Nodal Anatomy in Leaf Traces and Leaf Gaps:

A shoot bears nodes’ and internodes. At each node, portions of the vascular system are deflected into the leaf, which is attached at this node. A vascular bundle located in the stem but directly related to a leaf, to represent the lower part of the vascular supply of this leaf, is termed the leaf trace.

The leaf trace is defined as follows— The leaf trace is a vascular bundle that connects the vascular system of the leaf with that of the stem. A leaf trace is extended between the base of a leaf and the point where it is completely merged with other parts of the vascular system in the stem. One or more leaf traces may be associated with each leaf.

In the shoot of a pteropsid (seed plants and ferns) where the leaf trace diverges into a leaf, it appears as though a por­tion of the vascular cylinder of the stem is deflected to one side. Immediately above the diverging trace, a parenchymatous tissue is being differentiated instead of vascular tissue in the vascular region of the stem for a limited distance.

The parenchy-matous regions in the vascular system of the stem, located adaxially from the diverging leaf traces, are called leaf gaps or lacunae. Actually these gaps are not breaks in the continuity of the vascular system of the axis. Lateral connections occur between the tissues above and below the gap. In transverse sections of an axis at the level of a leaf gap, the gap resembles an inter-fascicular area.

Leaf and branch traces and gaps

The gaps are quite conspicuous in the ferns and angiosperms where the vascular system in the inter-nodal parts of the stem forms a more or less continuous cylinder. In some ferns the leaves are so crowded that the gaps formed at the successive nodes overlap one another and the vascular cylinder appears highly dissected.
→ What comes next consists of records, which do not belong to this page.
PR #442, opened 2026-06-09
Fix symbols position in mesh refinement

### LINKED ISSUE #140: Position of the symbols is influenced by the mesh refinement
As the image below shows, the symbols on the left are not centered.
Image

From the mesh, it's clear that the refinement occurs on the side where the symbols are not properly aligned.
Image

GuilhermeSPierri:
This pull request fixes #140.


vini-ribeiro (approved):
Great work! 🚀

vitorslongo (approved):
Smart move! Seems to be working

The transverse sections of such stems show a circle of vascular bundles with the parenchymatous leaf gaps. In certain ferns, gymnosperms and most angiosperms the vascular system consists of anastamosing strands. In such cases, the parenchyma that occurs above the diverging leaf trace becomes confluent with the interfascicular areas, thus the recognition of the gaps become uncertain.

Primary vascular system

There are three common types of nodes in the dicotyledons. The node with a single gap and a single trace to a leaf is known as unilacunar; the node with three gaps and three traces to a leaf (one median and two lateral) is known as trilacunar; and the node with several to many gaps and traces to a leaf is known as multi-lacunar.
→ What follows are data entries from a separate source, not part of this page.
Issue #422, opened 2026-06-01
Show element edges in bad elements plot


vitorslongo:
### What feature would you like?

Sometimes it is clearer for the user, when debugging the mesh, to enable the edges view in the bad elements plot.
As of now, the plot is by default like this:

<img width="1263" height="755" alt="Image" src="https://github.com/user-attachments/assets/b76b7ee9-29ca-4780-a019-ec2378e28e13" />

And enabling the edges makes all of them appear, making it hard to actually understand something:

<img width="1263" height="755" alt="Image" src="https://github.com/user-attachments/assets/a03d57f8-0cae-4624-8217-818193682348" />

With the edges, it's actually clear why the element is ill-conditioned, but we can't see what's happening on the elements further inside the mesh:

<img width="1263" height="755" alt="Image" src="https://github.com/user-attachments/assets/d0e79a1b-33cf-43e9-b7eb-e17bb75bc69f" />

PR #443, opened 2026-06-10
Use different visualization filter

### LINKED ISSUE #381: Use a different VisualizationFilter for each workspace

Visualization filter is a dataclass that holds information that is controlled by this part of the visualization toolbar:

Image

There is a single visualization filter in the main window, but it causes some inconveniences.
Points/Nodes are commonly activated for the geometry workspace, but deactivated on the mesh and results workspaces.
Lines/Edges are commonly activated for the geometry and mesh workspaces, but deactivated in the results workspace.

Currently we set a coherent default value during workspace changes, but they may conflict with the user intent.
Therefore, the user must have control of which entities should be visualized on each workspace, and these choices must be remembered across workspace changes.

Image

Image

### Mockups / Examples

_No response_

### Contact Details

_No response_

andrefpf:
- Closes #381 
- Recovers already merged colors from splash screen
- Implements a few fancy classes that may (or may not) be used later for different result plots


andrefpf:
@vitorslongo I am marking you to review this because this PR can possibly mess with the "bad elements" and "disconnected nodes" plots. Since you implemented this I think you can test it properly.

vitorslongo (dismissed):
I've noticed some behaviours that could use some attention.
1. The "plot bad elements" button does not automatically hides all mesh edges (when lines view is enabled), thus making it hard to actually see anything:

image

However, maybe we don't need to fix it now since this will be dealt with on the PR that fixes https://github.com/MOPT-UFSC/VIBRA/issues/422. I'll give this some attention soon, but just to let you know that something along these lines will change.

2. Also, whenever we click on the mesh setup, or close the mesh setup window while plotting the bad elements, it goes back to the model setup workspace. IMO this should only happen when we click on the local refining tab. For these other cases this behaviour is annoying.

Specifically the bad elements plot is ok, no bugs or anything that was broken.

Since I don't know if going back to the setup workspace was caused by the changes you've made here, I'll approve it and if actually not we can create an issue and change this separately. The same goes to fixing https://github.com/MOPT-UFSC/VIBRA/issues/444, I don't know if this is related to the changes of this PR.

vitorslongo:
For the disconnected nodes, the only geometry i had that raised that error seems to be working now (mesh and results look ok), but looking at the code, what you've done probably does not affect its operation.

andrefpf:
> Also, whenever we click on the mesh setup, or close the mesh setup window while plotting the bad elements, it goes back to the model setup workspace. IMO this should only happen when we click on the local refining tab. For these other cases this behaviour is annoying.

The first behavior was resolved. 

The second one is not specific from this PR. 
You can create an issue for it and we discuss the solution in another moment.

vitorslongo (approved):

The most accepted concept is that the trilacunar condition is primitive in the dicotyledons and that the unilacunar and the multi-lacunar have been derived from it. Several monocotyledonous plants possess leaves with sheathing bases and nodes with a large number of leaf traces separately inserted around the stem.

In ferns the number of traces to a leaf varies from one to many, but they are always associated with a single gap. In gymnosperms a unilacunar node is common.

The leaf trace relationships at the nodes are thought to be of phylogenetic importance, and therefore, nodal anatomy is concerned with the study of systematics and phylogeny of angiosperms.

Nodal Anatomy in Wheat (Monocot) Stem:

In the wheat stem the course of the vascular bundles through the internode and the leaf sheath is almost parallel. Near the node the leaf sheath is considerably thick and attains its maximum thickness just above its union with the stem.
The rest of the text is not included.